Issue #355, opened 2019-11-16
`HeaderMap::Drain` can cause data race


Qwaz:
https://github.com/hyperium/http/blob/9c05e391e00474abaa8c14a86bcb0fc5eff1120e/src/header/map.rs#L2099-L2102

`HeaderMap::Drain` implements `Iterator` trait with `Item = (HeaderName, ValueDrain<'a, T>)`. This definition makes it possible to create multiple mutable references to the underlying `HeaderMap` by creating multiple `ValueDrain`, because there is no relation between the lifetime of `&mut self` and the returned `ValueDrain`.

This bug may invalidate `ValueDrain` iterators or make them return incorrect results. In multi-threaded scenario, the bug allows multiple threads to mutate underlying `Vec` at the same time, which I believe exploitable. However, I expect no code is sending `ValueDrain` to the other thread in practice.

[Demonstration](https://play.rust-lang.org/?version=stable&mode=debug&edition=2018&gist=f61a445dd5dca1f5516b540f74330d8b)

seanmonstar:
Yea, the call to `extra_values.swap_remove` isn't synchronized, so that's a problem. I think the solutions both have downsides, but I'll list them out:

- **Remove the `impl Send for ValueDrain`**, but this is an API breaking change. I suspect this should be incredibly uncommon. Perhaps the only sort of way someone would be affected is if using `rayon::par_iter` or similar with this.
- Put a `Mutex` into the `ValueDrain`. This negatively affects everyone for such a rare occurrence.
- **Re-write the internals of `HeaderMap` to not store all extra values in a single `Vec`.** This seems like the worst option, as it will take longer to do, and also negatively impacts memory usage and fragmentation.

PR #361, opened 2019-11-26
Remove Send from ValueDrain iterator

seanmonstar:
As noted in #355, the `ValueDrain` iterator has un-synchronized mutation of the `extra_values` `Vec`, and using a `Drain`, a user can get multiple `ValueDrain`s at the same time and use them in scoped threads.

This change removes the `Send` and `Sync` traits from `ValueDrain`. While technically a breaking change, it's expected to not affect anyone, and is the least-bad solution.

### DIFF
--- a/src/header/map.rs
+++ b/src/header/map.rs
@@ -3030,8 +3030,10 @@ impl<'a, T> Drop for ValueDrain<'a, T> {
     }
 }
 
-unsafe impl<'a, T: Sync> Sync for ValueDrain<'a, T> {}
-unsafe impl<'a, T: Send> Send for ValueDrain<'a, T> {}
+// `ValueDrain` cannot be `Send` because it has un-synchronized mutation of
+// the `extra_values` vector.
+//
+// See https://github.com/hyperium/http/issues/355
 
 // ===== impl RawLinks =====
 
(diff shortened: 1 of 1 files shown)


seanmonstar:
The point is to fix technically unsound behavior, without forcing user's to deal with all the other breaking changes.

hawkw:
yeah, i just wasn't sure if it was a concern that this is _technically_ a semver violation. seems fine to me 👍

carllerche:
What was the reason to opt for this instead of move values eagerly into the iterator?

seanmonstar:
Moving them eagerly adds a cost of allocation even if you're not going to use them, just to save a super obscure case.

carllerche:
@seanmonstar it could be "optimized" to be a small vec, then the allocation is avoided in most cases.

seanmonstar:
Is all that fiddling worth not making this change? Do we expect even a single person to be sending `ValueDrain` to another thread?

carllerche:
Making it `!Send` will break any usage w/ Tokio & calling `.await` while holding to the iterator.

seanmonstar:
Bleck, gross. I've open https://github.com/hyperium/http/pull/362 with a different solution.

======

* EXERCISE OBJECTIVE
Write out the full listing, keeping every line exactly as it is.

* WRITTEN SOLUTION
Issue #355, opened 2019-11-16
`HeaderMap::Drain` can cause data race


Qwaz:
https://github.com/hyperium/http/blob/9c05e391e00474abaa8c14a86bcb0fc5eff1120e/src/header/map.rs#L2099-L2102

`HeaderMap::Drain` implements `Iterator` trait with `Item = (HeaderName, ValueDrain<'a, T>)`. This definition makes it possible to create multiple mutable references to the underlying `HeaderMap` by creating multiple `ValueDrain`, because there is no relation between the lifetime of `&mut self` and the returned `ValueDrain`.

This bug may invalidate `ValueDrain` iterators or make them return incorrect results. In multi-threaded scenario, the bug allows multiple threads to mutate underlying `Vec` at the same time, which I believe exploitable. However, I expect no code is sending `ValueDrain` to the other thread in practice.

[Demonstration](https://play.rust-lang.org/?version=stable&mode=debug&edition=2018&gist=f61a445dd5dca1f5516b540f74330d8b)

seanmonstar:
Yea, the call to `extra_values.swap_remove` isn't synchronized, so that's a problem. I think the solutions both have downsides, but I'll list them out:

- **Remove the `impl Send for ValueDrain`**, but this is an API breaking change. I suspect this should be incredibly uncommon. Perhaps the only sort of way someone would be affected is if using `rayon::par_iter` or similar with this.
- Put a `Mutex` into the `ValueDrain`. This negatively affects everyone for such a rare occurrence.
- **Re-write the internals of `HeaderMap` to not store all extra values in a single `Vec`.** This seems like the worst option, as it will take longer to do, and also negatively impacts memory usage and fragmentation.

PR #361, opened 2019-11-26
Remove Send from ValueDrain iterator

seanmonstar:
As noted in #355, the `ValueDrain` iterator has un-synchronized mutation of the `extra_values` `Vec`, and using a `Drain`, a user can get multiple `ValueDrain`s at the same time and use them in scoped threads.

This change removes the `Send` and `Sync` traits from `ValueDrain`. While technically a breaking change, it's expected to not affect anyone, and is the least-bad solution.

### DIFF
--- a/src/header/map.rs
+++ b/src/header/map.rs
@@ -3030,8 +3030,10 @@ impl<'a, T> Drop for ValueDrain<'a, T> {
     }
 }
 
-unsafe impl<'a, T: Sync> Sync for ValueDrain<'a, T> {}
-unsafe impl<'a, T: Send> Send for ValueDrain<'a, T> {}
+// `ValueDrain` cannot be `Send` because it has un-synchronized mutation of
+// the `extra_values` vector.
+//
+// See https://github.com/hyperium/http/issues/355
 
 // ===== impl RawLinks =====
 
(diff shortened: 1 of 1 files shown)


seanmonstar:
The point is to fix technically unsound behavior, without forcing user's to deal with all the other breaking changes.

hawkw:
yeah, i just wasn't sure if it was a concern that this is _technically_ a semver violation. seems fine to me 👍

carllerche:
What was the reason to opt for this instead of move values eagerly into the iterator?

seanmonstar:
Moving them eagerly adds a cost of allocation even if you're not going to use them, just to save a super obscure case.

carllerche:
@seanmonstar it could be "optimized" to be a small vec, then the allocation is avoided in most cases.

seanmonstar:
Is all that fiddling worth not making this change? Do we expect even a single person to be sending `ValueDrain` to another thread?

carllerche:
Making it `!Send` will break any usage w/ Tokio & calling `.await` while holding to the iterator.

seanmonstar:
Bleck, gross. I've open https://github.com/hyperium/http/pull/362 with a different solution.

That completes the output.